Filter the data for "observation" and copy matching lines.

========================

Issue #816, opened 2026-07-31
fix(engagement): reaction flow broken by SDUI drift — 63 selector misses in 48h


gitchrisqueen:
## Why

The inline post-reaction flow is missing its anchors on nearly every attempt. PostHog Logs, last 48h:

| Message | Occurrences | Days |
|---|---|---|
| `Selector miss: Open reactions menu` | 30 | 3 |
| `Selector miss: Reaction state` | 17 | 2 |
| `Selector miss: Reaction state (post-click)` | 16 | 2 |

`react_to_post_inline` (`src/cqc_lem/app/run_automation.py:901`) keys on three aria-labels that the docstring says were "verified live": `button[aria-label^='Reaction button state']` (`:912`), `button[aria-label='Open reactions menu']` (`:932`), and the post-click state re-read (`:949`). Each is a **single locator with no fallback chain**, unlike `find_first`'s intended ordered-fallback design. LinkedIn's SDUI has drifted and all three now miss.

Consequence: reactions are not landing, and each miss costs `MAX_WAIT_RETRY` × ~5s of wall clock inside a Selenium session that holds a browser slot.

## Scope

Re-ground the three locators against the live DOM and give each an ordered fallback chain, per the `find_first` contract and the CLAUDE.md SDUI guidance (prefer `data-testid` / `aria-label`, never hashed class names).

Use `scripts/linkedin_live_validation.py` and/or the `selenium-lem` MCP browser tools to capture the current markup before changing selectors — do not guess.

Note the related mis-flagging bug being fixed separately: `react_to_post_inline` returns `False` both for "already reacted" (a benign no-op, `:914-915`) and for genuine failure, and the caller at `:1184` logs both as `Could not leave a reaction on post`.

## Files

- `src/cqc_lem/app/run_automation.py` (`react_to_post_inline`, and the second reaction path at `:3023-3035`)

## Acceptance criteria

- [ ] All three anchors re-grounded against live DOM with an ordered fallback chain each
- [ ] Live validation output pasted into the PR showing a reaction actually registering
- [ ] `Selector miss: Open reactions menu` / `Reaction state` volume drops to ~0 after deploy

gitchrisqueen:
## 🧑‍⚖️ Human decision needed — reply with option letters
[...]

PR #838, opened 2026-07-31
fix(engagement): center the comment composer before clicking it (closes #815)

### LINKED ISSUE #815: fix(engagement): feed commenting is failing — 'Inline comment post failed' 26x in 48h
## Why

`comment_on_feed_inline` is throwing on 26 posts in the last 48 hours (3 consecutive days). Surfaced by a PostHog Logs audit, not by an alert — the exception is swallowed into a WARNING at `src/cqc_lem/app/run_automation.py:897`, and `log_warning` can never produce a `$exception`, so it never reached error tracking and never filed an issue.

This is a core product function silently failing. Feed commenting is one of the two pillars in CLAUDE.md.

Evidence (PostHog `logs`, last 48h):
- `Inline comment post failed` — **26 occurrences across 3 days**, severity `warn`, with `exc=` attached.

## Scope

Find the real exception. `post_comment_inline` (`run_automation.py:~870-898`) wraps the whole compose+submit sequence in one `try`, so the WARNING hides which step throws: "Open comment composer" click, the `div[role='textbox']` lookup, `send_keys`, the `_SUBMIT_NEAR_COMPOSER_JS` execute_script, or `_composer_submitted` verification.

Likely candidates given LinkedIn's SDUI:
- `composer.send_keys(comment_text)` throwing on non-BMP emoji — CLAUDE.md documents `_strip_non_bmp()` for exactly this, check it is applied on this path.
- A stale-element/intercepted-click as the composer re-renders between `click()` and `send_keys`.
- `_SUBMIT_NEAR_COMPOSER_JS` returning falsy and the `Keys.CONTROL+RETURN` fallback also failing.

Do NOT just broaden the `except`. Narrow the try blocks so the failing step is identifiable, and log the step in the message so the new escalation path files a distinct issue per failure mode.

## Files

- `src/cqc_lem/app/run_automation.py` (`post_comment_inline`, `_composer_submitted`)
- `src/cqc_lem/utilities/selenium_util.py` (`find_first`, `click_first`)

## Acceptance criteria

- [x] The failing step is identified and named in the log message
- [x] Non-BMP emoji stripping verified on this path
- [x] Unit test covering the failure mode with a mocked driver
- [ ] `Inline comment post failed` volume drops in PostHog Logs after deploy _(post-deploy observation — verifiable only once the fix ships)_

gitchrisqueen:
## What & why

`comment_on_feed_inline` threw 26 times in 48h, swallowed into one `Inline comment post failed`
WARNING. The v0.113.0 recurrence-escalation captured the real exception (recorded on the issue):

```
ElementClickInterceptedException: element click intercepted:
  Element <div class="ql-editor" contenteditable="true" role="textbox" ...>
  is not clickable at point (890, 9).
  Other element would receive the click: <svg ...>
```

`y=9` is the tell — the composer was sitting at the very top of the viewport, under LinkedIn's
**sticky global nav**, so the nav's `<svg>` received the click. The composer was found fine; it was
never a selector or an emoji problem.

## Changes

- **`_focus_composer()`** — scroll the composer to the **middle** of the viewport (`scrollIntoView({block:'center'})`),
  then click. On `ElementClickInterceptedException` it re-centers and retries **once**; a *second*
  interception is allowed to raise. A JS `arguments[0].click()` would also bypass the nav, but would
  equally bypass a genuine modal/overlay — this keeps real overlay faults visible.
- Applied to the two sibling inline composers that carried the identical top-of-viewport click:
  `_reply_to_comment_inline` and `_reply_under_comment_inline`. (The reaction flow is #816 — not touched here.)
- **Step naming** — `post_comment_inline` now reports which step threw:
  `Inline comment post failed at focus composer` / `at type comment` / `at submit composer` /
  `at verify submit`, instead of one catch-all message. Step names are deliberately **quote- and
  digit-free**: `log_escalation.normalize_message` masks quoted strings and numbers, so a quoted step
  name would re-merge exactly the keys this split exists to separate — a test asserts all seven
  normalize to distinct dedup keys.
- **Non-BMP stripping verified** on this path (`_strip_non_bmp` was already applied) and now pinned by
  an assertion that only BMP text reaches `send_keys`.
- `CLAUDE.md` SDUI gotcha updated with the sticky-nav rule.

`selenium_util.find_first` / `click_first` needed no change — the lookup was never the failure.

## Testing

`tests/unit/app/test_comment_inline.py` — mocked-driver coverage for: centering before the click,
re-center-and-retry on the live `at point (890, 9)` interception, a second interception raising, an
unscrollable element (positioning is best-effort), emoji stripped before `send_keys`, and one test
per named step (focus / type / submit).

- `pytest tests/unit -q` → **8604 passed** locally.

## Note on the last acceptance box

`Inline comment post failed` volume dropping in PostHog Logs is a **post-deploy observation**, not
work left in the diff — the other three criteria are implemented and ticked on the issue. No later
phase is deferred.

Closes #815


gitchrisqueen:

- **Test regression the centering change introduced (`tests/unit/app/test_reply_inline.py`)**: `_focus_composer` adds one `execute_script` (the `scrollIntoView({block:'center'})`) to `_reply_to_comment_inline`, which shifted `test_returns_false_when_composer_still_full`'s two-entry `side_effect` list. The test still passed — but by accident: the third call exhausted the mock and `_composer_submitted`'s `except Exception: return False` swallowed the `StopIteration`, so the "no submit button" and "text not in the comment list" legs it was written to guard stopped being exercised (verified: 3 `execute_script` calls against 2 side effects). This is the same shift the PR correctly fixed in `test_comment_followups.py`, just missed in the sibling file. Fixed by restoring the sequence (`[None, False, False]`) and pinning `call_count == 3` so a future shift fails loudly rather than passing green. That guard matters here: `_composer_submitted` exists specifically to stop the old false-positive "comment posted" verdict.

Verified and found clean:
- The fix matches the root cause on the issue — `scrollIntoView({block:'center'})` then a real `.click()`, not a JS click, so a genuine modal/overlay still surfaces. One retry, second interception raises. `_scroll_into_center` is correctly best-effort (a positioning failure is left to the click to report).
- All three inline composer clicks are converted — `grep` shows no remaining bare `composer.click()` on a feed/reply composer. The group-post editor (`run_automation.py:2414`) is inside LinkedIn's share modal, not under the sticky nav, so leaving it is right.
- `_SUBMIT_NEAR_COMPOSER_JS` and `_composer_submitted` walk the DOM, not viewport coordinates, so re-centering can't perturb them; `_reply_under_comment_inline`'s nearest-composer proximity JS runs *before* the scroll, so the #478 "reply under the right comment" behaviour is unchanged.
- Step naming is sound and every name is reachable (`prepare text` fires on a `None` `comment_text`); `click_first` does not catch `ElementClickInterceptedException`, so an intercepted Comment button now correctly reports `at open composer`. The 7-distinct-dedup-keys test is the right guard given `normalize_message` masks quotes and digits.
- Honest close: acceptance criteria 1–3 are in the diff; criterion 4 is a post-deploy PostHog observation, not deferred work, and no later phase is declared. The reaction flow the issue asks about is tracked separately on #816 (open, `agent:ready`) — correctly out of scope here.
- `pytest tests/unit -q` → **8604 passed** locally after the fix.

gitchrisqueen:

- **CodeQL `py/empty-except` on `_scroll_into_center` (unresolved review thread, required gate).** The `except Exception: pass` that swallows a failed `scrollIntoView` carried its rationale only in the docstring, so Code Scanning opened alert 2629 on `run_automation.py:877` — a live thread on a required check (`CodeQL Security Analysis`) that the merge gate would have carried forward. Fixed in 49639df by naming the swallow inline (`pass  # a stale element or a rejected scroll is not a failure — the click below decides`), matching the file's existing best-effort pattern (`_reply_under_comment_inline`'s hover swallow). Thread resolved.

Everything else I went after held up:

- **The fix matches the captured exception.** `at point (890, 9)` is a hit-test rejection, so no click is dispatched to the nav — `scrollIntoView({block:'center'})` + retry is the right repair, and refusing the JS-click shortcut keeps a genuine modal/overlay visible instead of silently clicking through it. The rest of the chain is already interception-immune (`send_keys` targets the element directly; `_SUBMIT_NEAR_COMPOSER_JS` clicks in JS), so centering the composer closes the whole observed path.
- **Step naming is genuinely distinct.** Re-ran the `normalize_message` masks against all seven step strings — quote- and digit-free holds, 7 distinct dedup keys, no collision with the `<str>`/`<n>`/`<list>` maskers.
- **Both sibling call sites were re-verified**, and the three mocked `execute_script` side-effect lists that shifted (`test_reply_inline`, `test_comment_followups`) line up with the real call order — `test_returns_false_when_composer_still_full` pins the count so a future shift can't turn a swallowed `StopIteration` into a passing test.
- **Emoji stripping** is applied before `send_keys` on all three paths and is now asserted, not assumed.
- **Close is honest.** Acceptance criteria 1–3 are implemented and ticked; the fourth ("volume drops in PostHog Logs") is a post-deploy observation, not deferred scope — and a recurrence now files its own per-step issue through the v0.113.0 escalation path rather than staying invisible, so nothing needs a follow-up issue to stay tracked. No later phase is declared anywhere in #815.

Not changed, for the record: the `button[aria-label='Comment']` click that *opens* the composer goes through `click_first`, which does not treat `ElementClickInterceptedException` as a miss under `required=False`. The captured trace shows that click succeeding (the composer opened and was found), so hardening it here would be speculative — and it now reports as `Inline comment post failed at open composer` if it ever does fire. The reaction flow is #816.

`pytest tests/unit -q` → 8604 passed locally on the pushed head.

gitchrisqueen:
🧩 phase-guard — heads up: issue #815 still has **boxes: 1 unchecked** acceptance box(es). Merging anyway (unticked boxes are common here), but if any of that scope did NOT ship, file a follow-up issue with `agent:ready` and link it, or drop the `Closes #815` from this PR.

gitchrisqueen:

========================

## [Output]
- [ ] `Inline comment post failed` volume drops in PostHog Logs after deploy _(post-deploy observation — verifiable only once the fix ships)_
`Inline comment post failed` volume dropping in PostHog Logs is a **post-deploy observation**, not
- Honest close: acceptance criteria 1–3 are in the diff; criterion 4 is a post-deploy PostHog observation, not deferred work, and no later phase is declared. The reaction flow the issue asks about is tracked separately on #816 (open, `agent:ready`) — correctly out of scope here.
- **Close is honest.** Acceptance criteria 1–3 are implemented and ticked; the fourth ("volume drops in PostHog Logs") is a post-deploy observation, not deferred scope — and a recurrence now files its own per-step issue through the v0.113.0 escalation path rather than staying invisible, so nothing needs a follow-up issue to stay tracked. No later phase is declared anywhere in #815.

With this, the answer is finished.